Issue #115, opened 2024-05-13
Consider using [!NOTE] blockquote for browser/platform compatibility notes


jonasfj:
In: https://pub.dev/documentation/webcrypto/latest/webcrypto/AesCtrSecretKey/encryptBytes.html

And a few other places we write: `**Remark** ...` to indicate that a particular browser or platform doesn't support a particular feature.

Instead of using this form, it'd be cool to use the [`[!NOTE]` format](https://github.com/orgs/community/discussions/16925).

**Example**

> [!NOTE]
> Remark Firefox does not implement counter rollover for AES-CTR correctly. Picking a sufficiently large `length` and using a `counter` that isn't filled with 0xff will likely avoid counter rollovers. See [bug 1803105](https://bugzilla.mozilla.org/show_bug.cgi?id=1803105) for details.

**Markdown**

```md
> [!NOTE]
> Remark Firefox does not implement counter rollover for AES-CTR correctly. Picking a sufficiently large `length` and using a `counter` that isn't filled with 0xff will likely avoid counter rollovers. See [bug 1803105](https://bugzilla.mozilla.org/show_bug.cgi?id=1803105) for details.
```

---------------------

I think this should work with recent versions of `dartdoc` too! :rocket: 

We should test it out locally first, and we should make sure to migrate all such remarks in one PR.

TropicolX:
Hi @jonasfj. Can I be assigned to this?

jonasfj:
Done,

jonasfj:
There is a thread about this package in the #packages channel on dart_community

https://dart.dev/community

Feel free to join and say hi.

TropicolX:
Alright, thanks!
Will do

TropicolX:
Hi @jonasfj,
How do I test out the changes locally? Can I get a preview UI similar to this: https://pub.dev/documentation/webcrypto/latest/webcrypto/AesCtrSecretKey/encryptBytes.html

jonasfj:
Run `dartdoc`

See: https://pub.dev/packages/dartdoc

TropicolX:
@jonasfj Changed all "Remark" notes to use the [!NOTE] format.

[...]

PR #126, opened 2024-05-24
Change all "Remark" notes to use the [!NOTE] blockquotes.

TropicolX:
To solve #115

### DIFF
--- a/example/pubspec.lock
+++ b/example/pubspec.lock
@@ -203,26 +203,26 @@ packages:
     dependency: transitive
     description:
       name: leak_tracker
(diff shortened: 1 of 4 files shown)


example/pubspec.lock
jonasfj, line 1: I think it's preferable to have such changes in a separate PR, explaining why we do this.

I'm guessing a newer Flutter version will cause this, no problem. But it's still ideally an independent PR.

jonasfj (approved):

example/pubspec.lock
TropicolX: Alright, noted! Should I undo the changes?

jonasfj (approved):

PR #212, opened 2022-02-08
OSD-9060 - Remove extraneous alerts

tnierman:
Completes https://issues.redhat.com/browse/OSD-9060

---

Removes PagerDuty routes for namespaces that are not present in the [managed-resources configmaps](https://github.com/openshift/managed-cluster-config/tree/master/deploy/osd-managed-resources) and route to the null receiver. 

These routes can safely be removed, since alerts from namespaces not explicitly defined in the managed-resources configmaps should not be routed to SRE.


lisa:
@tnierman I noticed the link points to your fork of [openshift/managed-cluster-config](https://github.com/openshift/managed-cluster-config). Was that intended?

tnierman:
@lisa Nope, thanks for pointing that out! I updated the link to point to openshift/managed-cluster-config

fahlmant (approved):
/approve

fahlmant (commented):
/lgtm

——————————

> TO DO: Every entry must come back exactly as written above.

> SOLUTION BELOW:
Issue #115, opened 2024-05-13
Consider using [!NOTE] blockquote for browser/platform compatibility notes


jonasfj:
In: https://pub.dev/documentation/webcrypto/latest/webcrypto/AesCtrSecretKey/encryptBytes.html

And a few other places we write: `**Remark** ...` to indicate that a particular browser or platform doesn't support a particular feature.

Instead of using this form, it'd be cool to use the [`[!NOTE]` format](https://github.com/orgs/community/discussions/16925).

**Example**

> [!NOTE]
> Remark Firefox does not implement counter rollover for AES-CTR correctly. Picking a sufficiently large `length` and using a `counter` that isn't filled with 0xff will likely avoid counter rollovers. See [bug 1803105](https://bugzilla.mozilla.org/show_bug.cgi?id=1803105) for details.

**Markdown**

```md
> [!NOTE]
> Remark Firefox does not implement counter rollover for AES-CTR correctly. Picking a sufficiently large `length` and using a `counter` that isn't filled with 0xff will likely avoid counter rollovers. See [bug 1803105](https://bugzilla.mozilla.org/show_bug.cgi?id=1803105) for details.
```

---------------------

I think this should work with recent versions of `dartdoc` too! :rocket: 

We should test it out locally first, and we should make sure to migrate all such remarks in one PR.

TropicolX:
Hi @jonasfj. Can I be assigned to this?

jonasfj:
Done,

jonasfj:
There is a thread about this package in the #packages channel on dart_community

https://dart.dev/community

Feel free to join and say hi.

TropicolX:
Alright, thanks!
Will do

TropicolX:
Hi @jonasfj,
How do I test out the changes locally? Can I get a preview UI similar to this: https://pub.dev/documentation/webcrypto/latest/webcrypto/AesCtrSecretKey/encryptBytes.html

jonasfj:
Run `dartdoc`

See: https://pub.dev/packages/dartdoc

TropicolX:
@jonasfj Changed all "Remark" notes to use the [!NOTE] format.

[...]

PR #126, opened 2024-05-24
Change all "Remark" notes to use the [!NOTE] blockquotes.

TropicolX:
To solve #115

### DIFF
--- a/example/pubspec.lock
+++ b/example/pubspec.lock
@@ -203,26 +203,26 @@ packages:
     dependency: transitive
     description:
       name: leak_tracker
(diff shortened: 1 of 4 files shown)


example/pubspec.lock
jonasfj, line 1: I think it's preferable to have such changes in a separate PR, explaining why we do this.

I'm guessing a newer Flutter version will cause this, no problem. But it's still ideally an independent PR.

jonasfj (approved):

example/pubspec.lock
TropicolX: Alright, noted! Should I undo the changes?

jonasfj (approved):

PR #212, opened 2022-02-08
OSD-9060 - Remove extraneous alerts

tnierman:
Completes https://issues.redhat.com/browse/OSD-9060

---

Removes PagerDuty routes for namespaces that are not present in the [managed-resources configmaps](https://github.com/openshift/managed-cluster-config/tree/master/deploy/osd-managed-resources) and route to the null receiver. 

These routes can safely be removed, since alerts from namespaces not explicitly defined in the managed-resources configmaps should not be routed to SRE.


lisa:
@tnierman I noticed the link points to your fork of [openshift/managed-cluster-config](https://github.com/openshift/managed-cluster-config). Was that intended?

tnierman:
@lisa Nope, thanks for pointing that out! I updated the link to point to openshift/managed-cluster-config

fahlmant (approved):
/approve

fahlmant (commented):
/lgtm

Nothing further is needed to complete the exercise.